Restate all of the entries exactly, each line as it stands.
Start of INFORMATION PROVIDED
PR #1462, opened 2026-09-15
fix(link): attestation commitment validation

dhfang:
- Add validation in attestor aggregation that the attested data matches the expected commitment
- Add E2E test which enforces relayer does not accept corrupt attestations


cli/internal/relay/prover/attestation/generator.go
```diff
@@ -136,6 +135,41 @@ func (g *Generator) PacketProofs(
...
+			Path:       crypto.Keccak256Hash(hostv2.PacketCommitmentKey(packet.SourceClient, packet.Sequence)),
+			Commitment: [32]byte(channeltypesv2.CommitPacket(packet)),
+		}, nil
+	case attestor.CommitmentTypeReceipt:
+		return attestorevm.PacketCompact{
+			Path: crypto.Keccak256Hash(hostv2.PacketReceiptKey(packet.DestinationClient, packet.Sequence)),
+		}, nil
+	case attestor.CommitmentTypeAck:
+		path := crypto.Keccak256Hash(hostv2.PacketAcknowledgementKey(packet.DestinationClient, packet.Sequence))
+		commitment, err := g.counterpartyChain.GetCommitment(ctx, height, path)
```
gjermundgaraba: this makes acknowledgement proofs depend on the relayer RPC serving historical contract state even when a valid attestor quorum is available. The relay already has the acknowledgement bytes in `event.Acks`, so this adds a historical-state availability requirement and a serial RPC per packet just to establish the expected commitment.

cli/internal/relay/prover/attestation/quorum.go
```diff
@@ -137,53 +146,38 @@ func queryOne(
...
+	seen := make(map[common.Address]bool)
 	for _, resp := range responses {
-		if resp.err != nil {
+		if resp.err != nil || seen[resp.signer] {
 			continue
 		}
-
-		buckets[string(resp.data)] = append(buckets[string(resp.data)], resp)
+		seen[resp.signer] = true
+		result.AttestationData = resp.data
```
gjermundgaraba: every successful response already matches `expectedData`, so carrying each response's data into the reducer and repeatedly assigning it retains unnecessary claim-selection machinery. The reducer's comment also still describes grouping competing claims, obscuring its actual reliance on upstream filtering.

swift1337 (approved):

cli/internal/relay/prover/attestation/generator.go
dhfang: > even when a valid attestor quorum is available

Hmm I'm not sure I fully understand the issue raised here since the purpose of this PR is to address the possibility of misbehaving attestors returning unexpected attested data.

> The relay already has the acknowledgement bytes in event.Acks

This is true. I initially avoided optimizing this query out by passing acks through, since I didn't want to extend the Prover interface for something that I think is only needed by the attestations prover. I made the change though and I don't think it's made the interface any more difficult to undersatnd, lmk what you think.

gjermundgaraba (approved):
End of INFORMATION PROVIDED
WRITTEN ANSWER >>
PR #1462, opened 2026-09-15
fix(link): attestation commitment validation

dhfang:
- Add validation in attestor aggregation that the attested data matches the expected commitment
- Add E2E test which enforces relayer does not accept corrupt attestations


cli/internal/relay/prover/attestation/generator.go
```diff
@@ -136,6 +135,41 @@ func (g *Generator) PacketProofs(
...
+			Path:       crypto.Keccak256Hash(hostv2.PacketCommitmentKey(packet.SourceClient, packet.Sequence)),
+			Commitment: [32]byte(channeltypesv2.CommitPacket(packet)),
+		}, nil
+	case attestor.CommitmentTypeReceipt:
+		return attestorevm.PacketCompact{
+			Path: crypto.Keccak256Hash(hostv2.PacketReceiptKey(packet.DestinationClient, packet.Sequence)),
+		}, nil
+	case attestor.CommitmentTypeAck:
+		path := crypto.Keccak256Hash(hostv2.PacketAcknowledgementKey(packet.DestinationClient, packet.Sequence))
+		commitment, err := g.counterpartyChain.GetCommitment(ctx, height, path)
```
gjermundgaraba: this makes acknowledgement proofs depend on the relayer RPC serving historical contract state even when a valid attestor quorum is available. The relay already has the acknowledgement bytes in `event.Acks`, so this adds a historical-state availability requirement and a serial RPC per packet just to establish the expected commitment.

cli/internal/relay/prover/attestation/quorum.go
```diff
@@ -137,53 +146,38 @@ func queryOne(
...
+	seen := make(map[common.Address]bool)
 	for _, resp := range responses {
-		if resp.err != nil {
+		if resp.err != nil || seen[resp.signer] {
 			continue
 		}
-
-		buckets[string(resp.data)] = append(buckets[string(resp.data)], resp)
+		seen[resp.signer] = true
+		result.AttestationData = resp.data
```
gjermundgaraba: every successful response already matches `expectedData`, so carrying each response's data into the reducer and repeatedly assigning it retains unnecessary claim-selection machinery. The reducer's comment also still describes grouping competing claims, obscuring its actual reliance on upstream filtering.

swift1337 (approved):

cli/internal/relay/prover/attestation/generator.go
dhfang: > even when a valid attestor quorum is available

Hmm I'm not sure I fully understand the issue raised here since the purpose of this PR is to address the possibility of misbehaving attestors returning unexpected attested data.

> The relay already has the acknowledgement bytes in event.Acks

This is true. I initially avoided optimizing this query out by passing acks through, since I didn't want to extend the Prover interface for something that I think is only needed by the attestations prover. I made the change though and I don't think it's made the interface any more difficult to undersatnd, lmk what you think.

gjermundgaraba (approved):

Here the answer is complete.